**INSTRUCTIONS FOR THE TASK**
Return every line from the records below in which the word "TestCaseMethodFactory" is found.

**Collected data**
BEGIN
PR #1869, opened 2026-08-14
fix: datasets with a single named argument

### LINKED ISSUE #1868: [Bug]: Datasets with only one named parameter result in tests failing
### What Happened

Following the pest docs about named parameters in datasets, I had setup some tests with a dataset that uses an associative array with only one key. The tests were running correctly in pest version 2, 3 and 4 but are now failing to run after upgrading to pest 5. It seems that pest handles arrays with a count of 1 as an indexed array and then this line https://github.com/sonalidudhia/pest/blob/974546d49f3813456826ee6e58bc611812f9b52d/src/Factories/TestCaseMethodFactory.php#L238 tries to read array index 0 and fails.

### How to Reproduce

You can try to following simple example:
```php
it('has user data', function (array $data) {
    expect($data['name'])->toBeString();
    expect($data['email'])->toContain('@');
})->with([
    ['data' => ['name' => 'Taylor', 'email' => 'taylor@laravel.com']],
    ['data' => ['name' => 'Nuno', 'email' => 'enunomaduro@gmail.com']],
]);
```

Execution:
```
php artisan test tests/Feature/MiniTest.php                                                                                                  776ms

   FAIL  Tests\Feature\MiniTest
  ⨯ it has user data with (['Taylor', 'taylor@laravel.com'])                                                                           0.10s  
  ⨯ it has user data with (['Nuno', 'enunomaduro@gmail.com'])                                                                          0.03s  
  ──────────────────────────────────────────────────────────────────────────────────────────────────────────────────────────────────────────  
   FAILED  Tests\Feature\MiniTest > it has user data with (['Taylor', 'taylor@laravel.com'])                                 ErrorException   
  Undefined array key 0

  ──────────────────────────────────────────────────────────────────────────────────────────────────────────────────────────────────────────  
   FAILED  Tests\Feature\MiniTest > it has user data with (['Nuno', 'enunomaduro@gmail.com'])                                ErrorException   
  Undefined array key 0


  Tests:    2 failed (0 assertions)
  Duration: 0.19s

```

### Sample Repository

_No response_

### Pest Version

5.1.1

### PHP Version

8.4.20

### Operation System

Linux

### Notes

_No response_

lazerg:
### What:

- [x] Bug Fix
- [ ] New Feature

### Description:

A dataset row written as an associative array with one key, like `['name' => 'Taylor']`, is spread into the generated test method as a named argument, so `$arguments` holds `name` and no `0`. The guard for dataset provider errors still reads `$arguments[0]` whenever the count is 1, so every row of such a test raises `Undefined array key 0` before the body runs. Rows with two or more named keys survive because the count check short-circuits first.

This is already fixed on 4.x in 3223d50, it just never made it over to 5.x. I took that commit as is, `array_key_first()` on the guard plus the test that came with it, so a later 4.x merge stays a no-op. The snapshot and the parallel tally are updated for the extra test.

### Related:

Fixes #1868

### DIFF
--- a/src/Factories/TestCaseMethodFactory.php
+++ b/src/Factories/TestCaseMethodFactory.php
@@ -187,8 +187,8 @@ final class TestCaseMethodFactory
             $attributesCode
                 public function $methodName(...\$arguments)
                 {
-                    if (count(\$arguments) === 1 && \$arguments[0] instanceof __PestDatasetProviderError) {
-                        throw \$arguments[0]->getPrevious() ?? \$arguments[0];
+                    if (count(\$arguments) === 1 && \$arguments[array_key_first(\$arguments)] instanceof __PestDatasetProviderError) {
+                        throw \$arguments[array_key_first(\$arguments)]->getPrevious() ?? \$arguments[array_key_first(\$arguments)];
                     }
 
                     return \$this->__runTest(
--- a/tests/.snapshots/success.txt
+++ b/tests/.snapshots/success.txt
@@ -275,6 +275,7 @@
   ✓ dataset items can mix named and sequential styles with ('Taylor', 'taylor@laravel.com')
   ✓ dataset items can mix named and sequential styles with ('James', 'james@laravel.com') #1
   ✓ dataset items can mix named and sequential styles with ('James', 'james@laravel.com') #2
+  ✓ named parameters work with a single argument with ('Taylor')
 
    PASS  Tests\Features\Depends
   ✓ first
@@ -2226,4 +2227,4 @@
   ✓ pass with dataset with ('my-datas-set-value')
   ✓ within describe → pass with dataset with ('my-datas-set-value')
 
-  Tests:    2 deprecated, 4 warnings, 5 incomplete, 2 notices, 40 todos, 35 skipped, 1573 passed (3414 assertions)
END
**TASK RESULT**
Following the pest docs about named parameters in datasets, I had setup some tests with a dataset that uses an associative array with only one key. The tests were running correctly in pest version 2, 3 and 4 but are now failing to run after upgrading to pest 5. It seems that pest handles arrays with a count of 1 as an indexed array and then this line https://github.com/sonalidudhia/pest/blob/974546d49f3813456826ee6e58bc611812f9b52d/src/Factories/TestCaseMethodFactory.php#L238 tries to read array index 0 and fails.
--- a/src/Factories/TestCaseMethodFactory.php
+++ b/src/Factories/TestCaseMethodFactory.php
@@ -187,8 +187,8 @@ final class TestCaseMethodFactory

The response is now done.